Iris.ai is an AI, a tool developed for scholars to make writing research papers easier. It is a Berlin-based company that claims to save 90% of time with 85% precision of data matching, has more than 70 m open access papers. Iris.ai is programmed to learn about the topic provided and perform an elaborate frequency analysis over the text. Then it read the words for which it needs to find results and additional material that could be helpful for the paper. It uses a 500-word description of the researcher’s issue, or the link of their paper and the AI restores a guide to thousands of coordinating reports.
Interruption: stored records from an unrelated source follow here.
PR #195, opened 2020-11-14
shutdown ako on akoNS/avi-secret update or delete

shubhamavi:


shubhamavi:
failed due to docker rate limit, will trigger the pipeline later

shubhamavi:
build ako

monotosh-avi (commented):
@shubhamavi  We don't want secret informers for open shift for now. Can we retain that ? 
Openshift has too many secrets by default, secret informers would take too much resources in open shift. 

Looks good to me otherwise

internal/k8s/controller.go
```diff
@@ -475,54 +465,68 @@ func (c *AviController) SetupEventHandlers(k8sinfo K8sinformers) {
...
+					utils.AviLog.Errorf("Tombstone contained object that is not a Secret: %#v", obj)
 					return
 				}
 			}
-			namespace, _, _ := cache.SplitMetaNamespaceKey(utils.ObjKey(ingress))
-			key := utils.Ingress + "/" + utils.ObjKey(ingress)
-			bkt := utils.Bkt(namespace, numWorkers)
-			c.workqueue[bkt].AddRateLimited(key)
-			utils.AviLog.Debugf("key: %s, msg: DELETE", key)
+			if validateAviSecret(secret) {
```
monotosh-avi, line 481: Why if we delete an secret referred by an ingress, which is not in avi NS ?

monotosh-avi (commented):
I think we need  to check if we can only sync secret from avi NS for openshift and from all Namespaces in non Openshift environment.

shubhamavi:
@sudswasavi the code to initialise the informer for AKO specific ns is utils.go. checkout the akoNSInformerFactory code in utils.go

sudswasavi:
> @sudswasavi the code to initialise the informer for AKO specific ns is utils.go. checkout the akoNSInformerFactory code in utils.go

Thanks. I missed seeing that. This will address @monotosh-avi 's concern as well I think.

monotosh-avi:
@shubhamavi do you think this condition should be extended to open shift also, or is it fine ?
`
			if adv_l4 {
 				informers.SecretInformer = akoNSInformerFactory.Core().V1().Secrets()
 			} else {
 				informers.SecretInformer = kubeInformerFactory.Core().V1().Secrets()
 			}
`
@sudswasavi

sudswasavi:
> @shubhamavi do you think this condition should be extended to open shift also, or is it fine ?
> `if adv_l4 { informers.SecretInformer = akoNSInformerFactory.Core().V1().Secrets() } else { informers.SecretInformer = kubeInformerFactory.Core().V1().Secrets() }`
> @sudswasavi

I think we should do it for openshift as well in this PR for completeness sake. Let's not init the secrets for openshift.

monotosh-avi (approved):

sudswasavi (approved):

sudswasavi (approved):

As the website suggests, it is a scientific writing assistant.

According to Berger, it was “a quick and nevertheless precise overview of what should be relevant to a certain research question”. Iris.ai is one among many of the new AI-based tools offering targeted results of the knowledge landscape. One such tool is called Semantic Scholar, produced by the Allen Institute for Artificial Intelligence in Seattle, Washington, and Microsoft Academic.

Although every instrument is different from each other and gives different output, they all provide researchers with a different look at the scientific literature than conventional tools such as PubMed and Google Scholar. Semantic Scholar is a browser-based search tool that mimics the engines like Google and it is free. But it is more informative than Google Scholar in terms of specific results required by researchers. Doug Raymond, Semantic Scholar’s general manager, says that one million individuals utilize their service every month. It uses natural language processing or NLP to extract data while building connections to determine if the information is relevant and reputable or not.

Artificial intelligence is saving a lot of time and making it easier and quicker to automate some procedures. In the academic publishing industry, the Al-based innovations are being produced and implemented to help both authors and publishers for peer reviews, searching published content, detecting plagiarism, and identifying data fabrication. AI could be costly, but it can accelerate a researchers’ access to new fields. More and more such AI tools are being developed to cater to various requisites of writing a paper, such as filtering topics for relevance, keyword search, etc.

Experts who need more assistance for their specific concerns might consider free Al­ tool such as Microsoft Academic or Semantic Scholar. While AI is easing so many burdens and saving time for a researcher, let’s not forget that it is still machine intelligence and may require human intervention here and there to make a paper more presentable and precise.